* [PROBLEM DESCRIPTION]:
Would you please restate every record exactly as written?

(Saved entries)
PR #5801, opened 2022-08-12
Testing: fix bootstrap_tests, remote_dbs test_suites, influx elastic test containers #5696

maany:
Your highness @bziemons, @rcarpa, please find for your noble consideration, this PR that addresses the following:

- The test suite 'all' was split into `remote_dbs` and `sqlite`. The required changes have been propogated to matrix_nightly.yaml and test.sh to initialize the test environment

- A 'services' statement has been introduced in the test matrix to specify additional services required by the test suites.

- A new `service` called `influxdb_elastic` has been added to matrix.yml and matrix_nightly.yaml

- A new `skipif` condition is defined to execute a test only when `influxdb_elastic` services are present

- test_hermes will only execute if elastic search and influxdb are present in the runtime environment on ports 8086 and 9200 respectively

- bootstrap_tests.py will only initialize influxdb if an influxdb instance is reachable on port 8086. This should fix the connection errors in cases where influxdb is not available.

- remove test suite `all` from `test_rucio_bin` #5712
- disable sqlite for centos7 in matrix.yml and matrix_nightly.yml #5696

### DIFF
--- a/etc/docker/test/matrix.yml
+++ b/etc/docker/test/matrix.yml
@@ -4,6 +4,9 @@ dists:
       python:
         - "3.6"
         - "3.7"
+    deny:
+      suites:
+        - sqlite
   - id: fedora32
     allow:
       python:
--- a/etc/docker/test/matrix.yml
+++ b/etc/docker/test/matrix.yml
@@ -47,6 +47,8 @@ suites:
       - oracle
       - mysql8
       - postgres14
+    services:
+      - influxdb_elastic
   - id: sqlite
     RDBMS:
       - sqlite
--- a/lib/rucio/tests/common.py
+++ b/lib/rucio/tests/common.py
@@ -20,6 +20,7 @@ import os
 import tempfile
 from random import choice
 from string import ascii_uppercase
+import requests
 
 import pytest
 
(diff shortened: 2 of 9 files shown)


rcarpa:
If the mysql test fails, then tests are working correctly now :D i'm already working on fixing the mysql issue

etc/docker/test/matrix.yml
```diff
@@ -4,6 +4,9 @@ dists:
       python:
         - "3.6"
         - "3.7"
+    deny:
+      suites:
+        - sqlite
   - id: fedora32
     allow:
       python:
```
rcarpa, line 12: I think the 'py37py38' tests bellow are also broken

lib/rucio/tests/common.py
```diff
@@ -36,6 +37,31 @@
...
+    try:
+        response = requests.get('http://localhost:9200/')
+        if response.status_code == 200:
+            return True
+    except requests.exceptions.ConnectionError:
+        print('Elasticsearch is not running at localhost:9200')
+        return False
+
+
+skip_missing_elasticsearch_influxdb_in_env = pytest.mark.skipif(not (is_influxdb_available() and is_elasticsearch_available()), reason='influxdb is not available')
```
maany, line 62: @cserf you can use this as a decorator, to mark tests that should run only when elastic and influxdb are present in the test environment ;)

bari12 (approved):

* [TASK ANSWER]:
PR #5801, opened 2022-08-12
Testing: fix bootstrap_tests, remote_dbs test_suites, influx elastic test containers #5696

maany:
Your highness @bziemons, @rcarpa, please find for your noble consideration, this PR that addresses the following:

- The test suite 'all' was split into `remote_dbs` and `sqlite`. The required changes have been propogated to matrix_nightly.yaml and test.sh to initialize the test environment

- A 'services' statement has been introduced in the test matrix to specify additional services required by the test suites.

- A new `service` called `influxdb_elastic` has been added to matrix.yml and matrix_nightly.yaml

- A new `skipif` condition is defined to execute a test only when `influxdb_elastic` services are present

- test_hermes will only execute if elastic search and influxdb are present in the runtime environment on ports 8086 and 9200 respectively

- bootstrap_tests.py will only initialize influxdb if an influxdb instance is reachable on port 8086. This should fix the connection errors in cases where influxdb is not available.

- remove test suite `all` from `test_rucio_bin` #5712
- disable sqlite for centos7 in matrix.yml and matrix_nightly.yml #5696

### DIFF
--- a/etc/docker/test/matrix.yml
+++ b/etc/docker/test/matrix.yml
@@ -4,6 +4,9 @@ dists:
       python:
         - "3.6"
         - "3.7"
+    deny:
+      suites:
+        - sqlite
   - id: fedora32
     allow:
       python:
--- a/etc/docker/test/matrix.yml
+++ b/etc/docker/test/matrix.yml
@@ -47,6 +47,8 @@ suites:
       - oracle
       - mysql8
       - postgres14
+    services:
+      - influxdb_elastic
   - id: sqlite
     RDBMS:
       - sqlite
--- a/lib/rucio/tests/common.py
+++ b/lib/rucio/tests/common.py
@@ -20,6 +20,7 @@ import os
 import tempfile
 from random import choice
 from string import ascii_uppercase
+import requests
 
 import pytest
 
(diff shortened: 2 of 9 files shown)


rcarpa:
If the mysql test fails, then tests are working correctly now :D i'm already working on fixing the mysql issue

etc/docker/test/matrix.yml
```diff
@@ -4,6 +4,9 @@ dists:
       python:
         - "3.6"
         - "3.7"
+    deny:
+      suites:
+        - sqlite
   - id: fedora32
     allow:
       python:
```
rcarpa, line 12: I think the 'py37py38' tests bellow are also broken

lib/rucio/tests/common.py
```diff
@@ -36,6 +37,31 @@
...
+    try:
+        response = requests.get('http://localhost:9200/')
+        if response.status_code == 200:
+            return True
+    except requests.exceptions.ConnectionError:
+        print('Elasticsearch is not running at localhost:9200')
+        return False
+
+
+skip_missing_elasticsearch_influxdb_in_env = pytest.mark.skipif(not (is_influxdb_available() and is_elasticsearch_available()), reason='influxdb is not available')
```
maany, line 62: @cserf you can use this as a decorator, to mark tests that should run only when elastic and influxdb are present in the test environment ;)

bari12 (approved):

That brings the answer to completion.